I think you'll see that violin plots are a little more involved to create, and they are slower to render, but many find them to be more informative and more aesthetically pleasing.
```{r}
library(reshape2)
library(ggplot2)
library(cowplot)
# Melt our matrix into a long form data.frame.
dpf <- melt(dp, varnames=c('Index', 'Sample'), value.name = 'Depth', na.rm=TRUE)
dpf <- dpf[ dpf$Depth > 0,]
# Create a row designator.
# You may want to adjust this
#samps_per_row <- 20
samps_per_row <- 16
myRows <- ceiling(length(levels(dpf$Sample))/samps_per_row)
myList <- vector(mode = "list", length = myRows)
for(i in 1:myRows){
myIndex <- c(i*samps_per_row - samps_per_row + 1):c(i*samps_per_row)
myIndex <- myIndex[myIndex <= length(levels(dpf$Sample))]
myLevels <- levels(dpf$Sample)[myIndex]
myRegex <- paste(myLevels, collapse = "$|^")
myRegex <- paste("^", myRegex, "$", sep = "")
myList[[i]] <- dpf[grep(myRegex, dpf$Sample),]
myList[[i]]$Sample <- factor(myList[[i]]$Sample)
}
# Create the plot.
myPlots <- vector(mode = "list", length = myRows)
for(i in 1:myRows){
myPlots[[i]] <- ggplot(myList[[i]], aes(x=Sample, y=Depth)) +
geom_violin(fill="#8dd3c7", adjust=1.0, scale = "count", trim=TRUE)
myPlots[[i]] <- myPlots[[i]] + theme_bw()
myPlots[[i]] <- myPlots[[i]] + theme(axis.title.x = element_blank(),
axis.text.x = element_text(angle = 60, hjust = 1))
myPlots[[i]] <- myPlots[[i]] + scale_y_continuous(trans=scales::log2_trans(),
breaks=c(1, 10, 100, 800),
minor_breaks=c(1:10, 2:10*10, 2:8*100))
myPlots[[i]] <- myPlots[[i]] + theme( panel.grid.major.y=element_line(color = "#A9A9A9", size=0.6) )
myPlots[[i]] <- myPlots[[i]] + theme( panel.grid.minor.y=element_line(color = "#C0C0C0", size=0.2) )
}
```
```{r, fig.height=20}
# Plot the plot.
plot_grid(plotlist = myPlots, nrow = myRows)
```
We can see that the log transformation stretches out the smaller values and compresses the larger values.
This allows us to focus on where our data has the greatest density.

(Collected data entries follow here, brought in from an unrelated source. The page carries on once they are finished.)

Issue #2125, opened 2016-10-12
Asynchronous file reading softlocks Brunswick Pro Bowling


neobrain:
# Observation

After making two small modifications (see below) to the Citra source that _technically_ should improve Citra's emulation accuracy of the CTROS scheduler, Brunswick Pro Bowling softlocks upon startup in a function called FileRead. This is surprising, since an asynchronous file reading operation seems like a very elementary operation, and it's one of the first things the game is doing to load its resources.
# Analysis

The following outlines the behavior of my (modified) Citra build, which reflects our current understanding of the CTR scheduler:
- The game ships with an `.axf` file in its RomFS that includes full symbol information (function names and parameter list, type information), making analysis of this issue very easy
- FileRead requests a worker thread to read data from a RomFS file by appending a work item to a task queue. The addition of the new item is signaled using a LightEvent (implemented via svcArbitrateAddress), which causes a deschedule of the main thread.
- The worker thread gets scheduled in and finds a new item appended to the task queue, and hence eventually calls FS::File::Read (using svcSendSyncRequest) on a RomFS FS file handle. In (modified) Citra, this causes a deschedule of the worker thread (see the list of modifications to see why; for reference, the file reading operation is executed before the deschedule).
- The main thread is scheduled back in and enters a stationary loop (presumably waiting for the asynchronous file reading operation to complete) without ever calling a system call. It hence never gets scheduled out and hence indefinitely blocks the AppCore, preventing the worker thread from ever getting scheduled back in.
- Note that the worker thread technically has higher priority than the main thread, but this is useless since on the real system the svcSendSyncRequest wouldn't return immediately (since file reading takes some time) but rather block the current thread until the service process replies.

As far as I can tell, this behavior is perfectly in line with what's publicly documented about the cooperative CTROS scheduler, which suggests we are missing a piece of the bigger picture.
# Theories

I considered the following theories to resolve the issue. Unfortunately, most of these seem to have already been proven wrong, and the rest are plain guesses.
- Maybe BPB runs threads on the SysCore? If the worker thread were allowed to run on the SysCore, it could be scheduled in even when the AppCore is blocked. However, the game's exheader suggests it's using the AppCore for the main thread, and the parameters to svcCreateThread suggest it doesn't use SysCore on the helper threads either.
[...]

PR #2249, opened 2016-12-01
Kernel/IPC: Use Ports and Sessions as the fundamental building block of Inter Process Communication.

Subv:
This is an overhaul of #1911 and a continuation of #1842

This PR is part of an ongoing effort to implement multiprocess support in Citra.

All handles obtained via srv::GetServiceHandle or svcConnectToPort are references to ClientSessions.
Service modules will wait on the counterpart of those ClientSessions (Called ServerSessions) using svcReplyAndReceive or svcWaitSynchronization[1|N], and will be awoken when a SyncRequest is performed.

All IPC parameter translation for LLE modules will happen inside the implementation of svcReplyAndReceive, this is not implemented in this PR.

All IPC parameter translation for HLE modules should happen in the SessionRequestHandler class, this is not implemented in this PR.

HLE Interfaces are no longer kernel objects, and now derive from SessionRequestHandler, they are bound to a Session pair when a connection request is initiated by the emulated application (See svcConnectToPort and srv:GetServiceHandle).

There is currently a very important unimplemented feature related to #2125. SyncRequests should put the calling thread to sleep until the server counterpart of the session handles and answers the request (by means of svcReplyAndReceive), but this is all instantaneous in our current HLE modules.
It is also speculated that the real kernel preempts the threads running in the AppCore and reschedules to another thread if said thread was waiting on a SyncRequest and the request was completed. (This speculation comes from the aforementioned #2125 and reverse engineering of the svcReplyAndReceive handler in the ARM11 kernel)

# Notable changes
* HLE Interfaces are no longer kernel objects
* HLE Interfaces are now attached to ServerSessions, and are called during ServerSession::HandleSyncRequest
* HLE Interfaces now all inherit from SessionRequestHandler.
* GetServiceHandle and ConnectToPort now properly return ClientSession handles to the emulated application.

# Future changes
- [ ] Support session disconnection.
- [ ] Implement svcAcceptSession, it would only be used by the LLE services.
- [ ] Implement svcReplyAndReceive, it would only be used by the LLE services. This call works pretty much like WaitSynchronizationN.
- [ ] Rewrite how WaitSynchronizationN works. The current code is confusing and may lead to errors. (See #2260)
- [ ] Implement command buffer translation inside svcReplyAndReceive.
- [ ] Copy the command buffer to a local buffer before calling HandleSyncRequest in SessionRequestHandler.

### DIFF
--- a/src/core/hle/kernel/client_port.cpp
+++ b/src/core/hle/kernel/client_port.cpp
@@ -7,16 +7,39 @@
 #include "core/hle/kernel/kernel.h"
 #include "core/hle/kernel/server_port.h"
 #include "core/hle/kernel/server_session.h"
+#include "core/hle/service/service.h"
 
 namespace Kernel {
 
 ClientPort::ClientPort() {}
 ClientPort::~ClientPort() {}
 
+Kernel::SharedPtr<ClientPort> ClientPort::CreateForHLE(u32 max_sessions, std::unique_ptr<Service::Interface> hle_interface) {
+    SharedPtr<ClientPort> client_port(new ClientPort);
+    client_port->max_sessions = max_sessions;
+    client_port->active_sessions = 0;
+    client_port->name = hle_interface->GetPortName();
+    client_port->hle_interface = std::move(hle_interface);
+
+    return client_port;
+}
+
 void ClientPort::AddWaitingSession(SharedPtr<ServerSession> server_session) {
+    // A port that has an associated HLE interface doesn't have a server port.
+    if (hle_interface != nullptr)
+        return;
+
     server_port->pending_sessions.push_back(server_session);
     // Wake the threads waiting on the ServerPort
     server_port->WakeupAllWaitingThreads();
+}
+
+ResultCode ClientPort::HandleSyncRequest() {
+    // Forward the request to the associated HLE interface if it exists
+    if (hle_interface != nullptr)
+        return hle_interface->HandleSyncRequest();
+
+    return RESULT_SUCCESS;
 }
 
 } // namespace
--- a/src/core/hle/kernel/client_port.cpp
+++ b/src/core/hle/kernel/client_port.cpp
@@ -13,10 +13,18 @@ namespace Kernel {
 ClientPort::ClientPort() {}
 ClientPort::~ClientPort() {}
 
-void ClientPort::AddWaitingSession(SharedPtr<ServerSession> server_session) {
+SharedPtr<ClientSession> ClientPort::Connect() {
+    // Create a new session pair, let the created sessions inherit the parent port's HLE handler.
+    auto sessions = ServerSession::CreateSessionPair(server_port->GetName(), server_port->hle_handler);
+    auto client_session = std::get<SharedPtr<ClientSession>>(sessions);
+    auto server_session = std::get<SharedPtr<ServerSession>>(sessions);
+
     server_port->pending_sessions.push_back(server_session);
+
     // Wake the threads waiting on the ServerPort
     server_port->WakeupAllWaitingThreads();
+
+    return std::move(client_session);
 }
 
 } // namespace
--- a/src/core/hle/kernel/client_port.cpp
+++ b/src/core/hle/kernel/client_port.cpp
@@ -19,7 +19,8 @@ ResultVal<SharedPtr<ClientSession>> ClientPort::Connect() {
     // AcceptSession before returning from this call.
 
     if (active_sessions >= max_sessions) {
-        // TODO(Subv): Return an error code in this situation after session disconnection is implemented.
+        // TODO(Subv): Return an error code in this situation after session disconnection is
+        // implemented.
         /*return ResultCode(ErrorDescription::MaxConnectionsReached,
                           ErrorModule::OS, ErrorSummary::WouldBlock,
                           ErrorLevel::Temporary);*/
@@ -27,7 +28,8 @@ ResultVal<SharedPtr<ClientSession>> ClientPort::Connect() {
     active_sessions++;
 
     // Create a new session pair, let the created sessions inherit the parent port's HLE handler.
-    auto sessions = ServerSession::CreateSessionPair(server_port->GetName(), server_port->hle_handler);
+    auto sessions =
+        ServerSession::CreateSessionPair(server_port->GetName(), server_port->hle_handler);
     auto client_session = std::get<SharedPtr<ClientSession>>(sessions);
     auto server_session = std::get<SharedPtr<ServerSession>>(sessions);
 
--- a/src/core/hle/kernel/client_port.cpp
+++ b/src/core/hle/kernel/client_port.cpp
@@ -14,7 +14,14 @@ namespace Kernel {
 ClientPort::ClientPort() {}
 ClientPort::~ClientPort() {}
 
-SharedPtr<ClientSession> ClientPort::Connect() {
+ResultVal<SharedPtr<ClientSession>> ClientPort::Connect() {
+    if (active_sessions >= max_sessions) {
+        return ResultCode(ErrorDescription::MaxConnectionsReached,
+                          ErrorModule::OS, ErrorSummary::WouldBlock,
+                          ErrorLevel::Temporary);
+    }
+    active_sessions++;
+
     // Create a new session pair, let the created sessions inherit the parent port's HLE handler.
     auto sessions = ServerSession::CreateSessionPair(server_port->GetName(), server_port->hle_handler);
     auto client_session = std::get<SharedPtr<ClientSession>>(sessions);
@@ -25,7 +32,7 @@ SharedPtr<ClientSession> ClientPort::Connect() {
     // Wake the threads waiting on the ServerPort
     server_port->WakeupAllWaitingThreads();
 
-    return std::move(client_session);
+    return MakeResult<SharedPtr<ClientSession>>(std::move(client_session));
 }
 
 } // namespace
--- a/src/core/hle/kernel/client_port.cpp
+++ b/src/core/hle/kernel/client_port.cpp
@@ -19,9 +19,10 @@ ResultVal<SharedPtr<ClientSession>> ClientPort::Connect() {
     // AcceptSession before returning from this call.
 
     if (active_sessions >= max_sessions) {
-        return ResultCode(ErrorDescription::MaxConnectionsReached,
+        // TODO(Subv): Return an error code in this situation after session disconnection is implemented.
+        /*return ResultCode(ErrorDescription::MaxConnectionsReached,
                           ErrorModule::OS, ErrorSummary::WouldBlock,
-                          ErrorLevel::Temporary);
+                          ErrorLevel::Temporary);*/
     }
     active_sessions++;
 
@@ -29,6 +30,9 @@ ResultVal<SharedPtr<ClientSession>> ClientPort::Connect() {
     auto sessions = ServerSession::CreateSessionPair(server_port->GetName(), server_port->hle_handler);
     auto client_session = std::get<SharedPtr<ClientSession>>(sessions);
     auto server_session = std::get<SharedPtr<ServerSession>>(sessions);
+
+    if (server_port->hle_handler)
+        server_port->hle_handler->ClientConnected(server_session);
 
     server_port->pending_sessions.push_back(std::move(server_session));
 
--- a/src/core/hle/kernel/client_port.cpp
+++ b/src/core/hle/kernel/client_port.cpp
@@ -15,6 +15,9 @@ ClientPort::ClientPort() {}
 ClientPort::~ClientPort() {}
 
 ResultVal<SharedPtr<ClientSession>> ClientPort::Connect() {
+    // Note: Threads do not wait for the server endpoint to call
+    // AcceptSession before returning from this call.
+
     if (active_sessions >= max_sessions) {
         return ResultCode(ErrorDescription::MaxConnectionsReached,
                           ErrorModule::OS, ErrorSummary::WouldBlock,
@@ -27,7 +30,7 @@ ResultVal<SharedPtr<ClientSession>> ClientPort::Connect() {
     auto client_session = std::get<SharedPtr<ClientSession>>(sessions);
     auto server_session = std::get<SharedPtr<ServerSession>>(sessions);
 
-    server_port->pending_sessions.push_back(server_session);
+    server_port->pending_sessions.push_back(std::move(server_session));
 
     // Wake the threads waiting on the ServerPort
     server_port->WakeupAllWaitingThreads();
--- a/src/core/hle/kernel/client_port.cpp
+++ b/src/core/hle/kernel/client_port.cpp
@@ -6,10 +6,17 @@
 #include "core/hle/kernel/client_port.h"
 #include "core/hle/kernel/kernel.h"
 #include "core/hle/kernel/server_port.h"
+#include "core/hle/kernel/server_session.h"
 
 namespace Kernel {
 
 ClientPort::ClientPort() {}
 ClientPort::~ClientPort() {}
+
+void ClientPort::AddWaitingSession(SharedPtr<ServerSession> server_session) {
+    server_port->pending_sessions.push_back(server_session);
+    // Wake the threads waiting on the ServerPort
+    server_port->WakeupAllWaitingThreads();
+}
 
 } // namespace
--- a/src/core/hle/kernel/client_port.cpp
+++ b/src/core/hle/kernel/client_port.cpp
@@ -14,21 +14,7 @@ namespace Kernel {
 ClientPort::ClientPort() {}
 ClientPort::~ClientPort() {}
 
-Kernel::SharedPtr<ClientPort> ClientPort::CreateForHLE(u32 max_sessions, std::shared_ptr<Service::Interface> hle_interface) {
-    SharedPtr<ClientPort> client_port(new ClientPort);
-    client_port->max_sessions = max_sessions;
-    client_port->active_sessions = 0;
-    client_port->name = hle_interface->GetPortName();
-    client_port->hle_interface = std::move(hle_interface);
-
-    return client_port;
-}
-
 void ClientPort::AddWaitingSession(SharedPtr<ServerSession> server_session) {
-    // A port that has an associated HLE interface doesn't have a server port.
-    if (hle_interface != nullptr)
-        return;
-
     server_port->pending_sessions.push_back(server_session);
     // Wake the threads waiting on the ServerPort
     server_port->WakeupAllWaitingThreads();
--- a/src/core/hle/kernel/client_port.cpp
+++ b/src/core/hle/kernel/client_port.cpp
@@ -7,7 +7,6 @@
 #include "core/hle/kernel/kernel.h"
 #include "core/hle/kernel/server_port.h"
 #include "core/hle/kernel/server_session.h"
-#include "core/hle/service/service.h"
 
 namespace Kernel {
 
--- a/src/core/hle/kernel/client_port.cpp
+++ b/src/core/hle/kernel/client_port.cpp
@@ -14,7 +14,7 @@ namespace Kernel {
 ClientPort::ClientPort() {}
 ClientPort::~ClientPort() {}
 
-Kernel::SharedPtr<ClientPort> ClientPort::CreateForHLE(u32 max_sessions, std::unique_ptr<Service::Interface> hle_interface) {
+Kernel::SharedPtr<ClientPort> ClientPort::CreateForHLE(u32 max_sessions, std::shared_ptr<Service::Interface> hle_interface) {
     SharedPtr<ClientPort> client_port(new ClientPort);
     client_port->max_sessions = max_sessions;
     client_port->active_sessions = 0;
@@ -32,14 +32,6 @@ void ClientPort::AddWaitingSession(SharedPtr<ServerSession> server_session) {
     server_port->pending_sessions.push_back(server_session);
     // Wake the threads waiting on the ServerPort
     server_port->WakeupAllWaitingThreads();
-}
-
-ResultCode ClientPort::HandleSyncRequest() {
-    // Forward the request to the associated HLE interface if it exists
-    if (hle_interface != nullptr)
-        return hle_interface->HandleSyncRequest();
-
-    return RESULT_SUCCESS;
 }
 
 } // namespace
--- a/src/core/hle/kernel/client_port.cpp
+++ b/src/core/hle/kernel/client_port.cpp
@@ -4,6 +4,7 @@
 
 #include "common/assert.h"
 #include "core/hle/kernel/client_port.h"
+#include "core/hle/kernel/client_session.h"
 #include "core/hle/kernel/kernel.h"
 #include "core/hle/kernel/server_port.h"
 #include "core/hle/kernel/server_session.h"
--- a/src/core/hle/kernel/client_session.cpp
+++ b/src/core/hle/kernel/client_session.cpp
@@ -10,13 +10,22 @@
 namespace Kernel {
 
 ClientSession::ClientSession() = default;
-ClientSession::~ClientSession() = default;
+ClientSession::~ClientSession() {
+    // This destructor will be called automatically when the last ClientSession handle is closed by the emulated application.
 
-ResultVal<SharedPtr<ClientSession>> ClientSession::Create(SharedPtr<ServerSession> server_session, std::string name) {
+    if (server_session->hle_handler)
+        server_session->hle_handler->ClientDisconnected(server_session);
+
+    // TODO(Subv): If the session is still open, set the connection status to 2 (Closed by client),
+    // wake up all the ServerSession's waiting threads and set the WaitSynchronization result to 0xC920181A.
+}
+
+ResultVal<SharedPtr<ClientSession>> ClientSession::Create(ServerSession* server_session, std::string name) {
     SharedPtr<ClientSession> client_session(new ClientSession);
 
     client_session->name = std::move(name);
-    client_session->server_session = std::move(server_session);
+    client_session->server_session = server_session;
+    client_session->session_status = SessionStatus::Open;
     return MakeResult<SharedPtr<ClientSession>>(std::move(client_session));
 }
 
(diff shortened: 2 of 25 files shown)


Subv:
cc @Lectem

src/core/hle/kernel/server_session.h
```diff
@@ -0,0 +1,77 @@
...
+ * to the various system services.
+ *
+ * To make a service call, the client must write the command header and parameters to the buffer
+ * located at offset 0x80 of the TLS (Thread-Local Storage) area, then execute a SendSyncRequest
+ * SVC call with its ClientSession handle. The kernel will read the command header, using it to marshall
+ * the parameters to the process at the server endpoint of the session. After the server replies to
+ * the request, the response is marshalled back to the caller's TLS buffer and control is
+ * transferred back to it.
+ */
+class ServerSession : public WaitObject {
```
Subv: This class should contain a reference to the last thread that initiated a SyncRequest for the associated ClientSession so we can access it's TLS.

src/core/hle/service/service.cpp
```diff
@@ -61,7 +64,9 @@ static std::string MakeFunctionString(const char* name, const char* port_name,
     return function_string;
 }
 
-ResultVal<bool> Interface::SyncRequest() {
+ResultCode Interface::HandleSyncRequest(Kernel::SharedPtr<Kernel::ServerSession> server_session) {
+    // TODO(Subv): Make use of the server_session in the HLE service handlers to distinguish which session triggered each command.
```
Subv: How should we approach this TODO?

src/core/hle/service/fs/archive.cpp
```diff
@@ -236,10 +237,10 @@ ResultVal<bool> Directory::SyncRequest() {
         LOG_ERROR(Service_FS, "Unknown command=0x%08X!", cmd);
         ResultCode error = UnimplementedFunction(ErrorModule::FS);
         cmd_buff[1] = error.raw; // TODO(Link Mauve): use the correct error code for that.
-        return MakeResult<bool>(false);
```
Subv: Is this a  bug? in the File::SyncRequest default case we return the error instead of RESULT_SUCCESS.

src/core/hle/service/fs/archive.cpp
```diff
@@ -172,7 +173,8 @@ ResultVal<bool> File::SyncRequest() {
 
     case FileCommand::OpenLinkFile: {
         LOG_WARNING(Service_FS, "(STUBBED) File command OpenLinkFile %s", GetName().c_str());
```
Subv: I don't think this is a stub anymore, after this change

src/core/hle/service/service.cpp
```diff
@@ -75,14 +80,14 @@ ResultVal<bool> Interface::SyncRequest() {
...
-        return MakeResult<bool>(false);
+        return RESULT_SUCCESS;
     }
     LOG_TRACE(Service, "%s",
               MakeFunctionString(itr->second.name, GetPortName().c_str(), cmd_buff).c_str());
 
     itr->second.func(this);
 
-    return MakeResult<bool>(false); // TODO: Implement return from actual function
+    return RESULT_SUCCESS; // TODO: Implement return from actual function, it should fail if the parameter translation fails
```
Subv: The second part of this TODO should be handled by the Translate() call.

src/core/hle/service/service.h
```diff
@@ -9,29 +9,205 @@
...
+#include "core/hle/kernel/client_port.h"
+#include "core/hle/kernel/thread.h"
 #include "core/hle/result.h"
+#include "core/memory.h"
+
+namespace Kernel {
+class ServerSession;
+
+// TODO(Subv): Move these declarations out of here
+static const int kCommandHeaderOffset = 0x80; ///< Offset into command buffer of header
```
Subv: Where would be a good place to put these?

src/core/hle/service/service.h
```diff
@@ -9,29 +9,205 @@
...
+ * @return Pointer to command buffer
+ */
+inline u32* GetCommandBuffer(const int offset = 0) {
+    return (u32*)Memory::GetPointer(GetCurrentThread()->GetTLSAddress() + kCommandHeaderOffset +
+                                    offset);
+}
+}
+
+// TODO(Subv): Move this namespace out of here
+namespace IPC {
```
Subv: Where would be a good place to put these?

src/core/hle/service/service.h
```diff
@@ -9,29 +9,205 @@
...
+static const u32 DefaultMaxSessions = 10; ///< Arbitrary default number of maximum connections to an HLE port
+
+/// TODO(Subv): Write documentation for this class
+class SessionRequestHandler {
+public:
+    /**
+     * Dispatches and handles a sync request from the emulated application.
+     * @param server_session The ServerSession that was triggered for this sync request,
+     * it should be used to differentiate which client (As in ClientSession) we're answering to.
+     * TODO(Subv): Make a HandleSyncRequestParent function that is called from the outside and does { ReturnIfError(Translate()); HandleSyncRequest(); }
```
Subv: Thoughts on this? @Lectem @yuriks

src/core/hle/service/service.h
```diff
@@ -9,29 +9,205 @@
...
 
 ////////////////////////////////////////////////////////////////////////////////////////////////////
 // Namespace Service
 
 namespace Service {
 
 static const int kMaxPortSize = 8; ///< Maximum size of a port name (8 characters)
+static const u32 DefaultMaxSessions = 10; ///< Arbitrary default number of maximum connections to an HLE port
+
+/// TODO(Subv): Write documentation for this class
```
Subv: I'm not sure what to write here.

src/core/hle/service/service.h
```diff
@@ -9,29 +9,205 @@
...
+     * @param server_session The ServerSession that was triggered for this sync request,
+     * it should be used to differentiate which client (As in ClientSession) we're answering to.
+     * TODO(Subv): Make a HandleSyncRequestParent function that is called from the outside and does { ReturnIfError(Translate()); HandleSyncRequest(); }
+     * The Translate() function would copy the command buffer from the ServerSession thread's TLS into a temporary buffer, and pass it to HandleSyncRequest.
+     * TODO(Subv): HandleSyncRequest's return type should be void.
+     */
+    virtual ResultCode HandleSyncRequest(Kernel::SharedPtr<Kernel::ServerSession> server_session) = 0;
+};
 
 /// Interface to a CTROS service
```
Subv: This comment is not descriptive at all, what would be a better docstring for this class?

src/core/hle/service/srv.cpp
```diff
@@ -81,7 +85,23 @@ static void GetServiceHandle(Service::Interface* self) {
...
+        // The hle_handler will be nullptr if this port was registered by the emulated
+        // application by means of srv:RegisterService.
+        auto hle_handler = std::get<std::shared_ptr<Service::Interface>>(it->second);
+
+        // Create a new session pair
+        auto sessions = Kernel::ServerSession::CreateSessionPair(port_name, hle_handler);
+        auto client_session = std::get<Kernel::SharedPtr<Kernel::ClientSession>>(sessions);
+        auto server_session = std::get<Kernel::SharedPtr<Kernel::ServerSession>>(sessions);
+
+        // TODO(Subv): Wait the current thread until the ServerPort calls AcceptSession.
```
Subv: After further inspecting of the ARM11 kernel code, it appears this call should not put the thread to sleep, more investigation is needed.

src/core/hle/service/fs/archive.cpp
wwylele: Not really sure what bug you are referring to... does real 3DS return RESULT_SUCCESS on unknown command?

Subv: No idea, but we do different things for unknown File commands and unknown Directory commands.

Subv:
It has been verified with a hardware test that GetServiceHandle and ConnectToPort do not put the calling thread to sleep until AcceptSession has been called.

src/core/hle/kernel/client_session.cpp
```diff
@@ -0,0 +1,28 @@
...
+// Refer to the license.txt file included.
+
+#include "common/assert.h"
+
+#include "core/hle/kernel/client_session.h"
+#include "core/hle/kernel/server_session.h"
+
+namespace Kernel {
+
+ClientSession::ClientSession() {}
```
lioncash: You can default these as:

```cpp
ClientSession::ClientSession() = default;
...
```

src/core/hle/kernel/server_session.cpp
```diff
@@ -0,0 +1,56 @@
...
+
+#include <tuple>
+
+#include "core/hle/kernel/client_session.h"
+#include "core/hle/kernel/server_session.h"
+#include "core/hle/kernel/thread.h"
+
+namespace Kernel {
+
+ServerSession::ServerSession() {}
```
lioncash: ditto on defaulting.

src/core/hle/service/fs/archive.cpp
```diff
@@ -92,7 +93,7 @@ File::File(std::unique_ptr<FileSys::FileBackend>&& backend, const FileSys::Path&
 
 File::~File() {}
 
-ResultVal<bool> File::SyncRequest() {
+ResultCode File::HandleSyncRequest(Kernel::SharedPtr<Kernel::ServerSession> server_session) {
     u32* cmd_buff = Kernel::GetCommandBuffer();
```
Lectem: We should use the IPC helper from #2027 to wrap the command buffer, and make it accessible from the ServerSession, or (better I think?) simply replace the pointer to the session by the helper

src/core/hle/service/service.cpp
Lectem: Is it important to know what session triggered each command ? I thought that it was handled by creating a new thread and storing session related information in the TLS (I might be entirely off the mark for this one)

src/core/hle/service/service.h
Lectem: if #2027 gets merged, it will already be moved to ipc.h

src/core/hle/service/service.h
Lectem: I think it should be an internal of the IPC command helper

src/core/hle/service/service.h
Lectem: > it should be used to differentiate which client (As in ClientSession) we're answering to.

I think each server session should map to a TLS, and the service is responsible for choosing which one (by creating a thread) if it is needed.

src/core/hle/service/service.cpp
Subv: Multiple applications could be doing requests to the same service at the same time, we need to know which thread to awake and who we're responding to.
Real services are allowed to do whatever they want, most do spawn a new thread for each request, however others just handle them all in the same thread.

src/core/hle/service/service.h
Subv: See my previous response.

src/core/hle/kernel/client_port.cpp
```diff
@@ -6,10 +6,17 @@
...
 #include "core/hle/kernel/server_port.h"
+#include "core/hle/kernel/server_session.h"
 
 namespace Kernel {
 
 ClientPort::ClientPort() {}
 ClientPort::~ClientPort() {}
 
+void ClientPort::AddWaitingSession(SharedPtr<ServerSession> server_session) {
+    server_port->pending_sessions.push_back(server_session);
```
Subv: Should we check if the ServerSession has an associated hle_handler and not add it to the pending list? Or just add it anyways? (Will we ever use this list in HLE services?)

src/core/hle/service/service.cpp
yuriks: You can just stick the session data in a map (keyed by the pointer) to maintain state.

src/core/hle/service/service.h
yuriks: > TODO(Subv): Make a HandleSyncRequestParent function that is called from the outside and does { ReturnIfError(Translate()); HandleSyncRequest(); }

Nay. This class only applies to HLE stuff, and at least for the moment we won't be doing any translation on them. Real calls won't even go through here, so you'll need some other translation call else where. I think this should be handled on ServerSession::HandleSyncRequest or a similar place.

src/core/hle/service/service.h
```diff
@@ -9,29 +9,205 @@
...
+/// TODO(Subv): Write documentation for this class
+class SessionRequestHandler {
+public:
+    /**
+     * Dispatches and handles a sync request from the emulated application.
+     * @param server_session The ServerSession that was triggered for this sync request,
+     * it should be used to differentiate which client (As in ClientSession) we're answering to.
+     * TODO(Subv): Make a HandleSyncRequestParent function that is called from the outside and does { ReturnIfError(Translate()); HandleSyncRequest(); }
+     * The Translate() function would copy the command buffer from the ServerSession thread's TLS into a temporary buffer, and pass it to HandleSyncRequest.
+     * TODO(Subv): HandleSyncRequest's return type should be void.
```
yuriks: Is it too difficult to just do this right now? It's mostly just deleting lines from a few places you're already modifying in this PR anyway.

src/core/hle/service/service.h
```diff
@@ -9,29 +9,205 @@
...
+     */
+    virtual ResultCode HandleSyncRequest(Kernel::SharedPtr<Kernel::ServerSession> server_session) = 0;
```
yuriks: I recommend making a struct (`RequestParams` or so) to hold the parameters. That way we can expand it in the future without having to go back and fix every single handler to handle the new parameters. (This can in the future hold stuff such as the translated cmdbuf, the originating thread, etc.)

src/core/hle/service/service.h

We see that the samples with long names have more narrow plots than the samples with short names.
This is because they have less data.
This is another perspective on what we saw in the barplots.
Things to look for in these plots are whether all samples are equally represented, whether there are a few samples of low quality that may need to be omitted from downstream analyses, or if therre are a small number of jackpot samples that received all the reads at the expense of the other samples.
Here the samples appear to be eqaully represented with the exception of the issues noted with the samples with long names.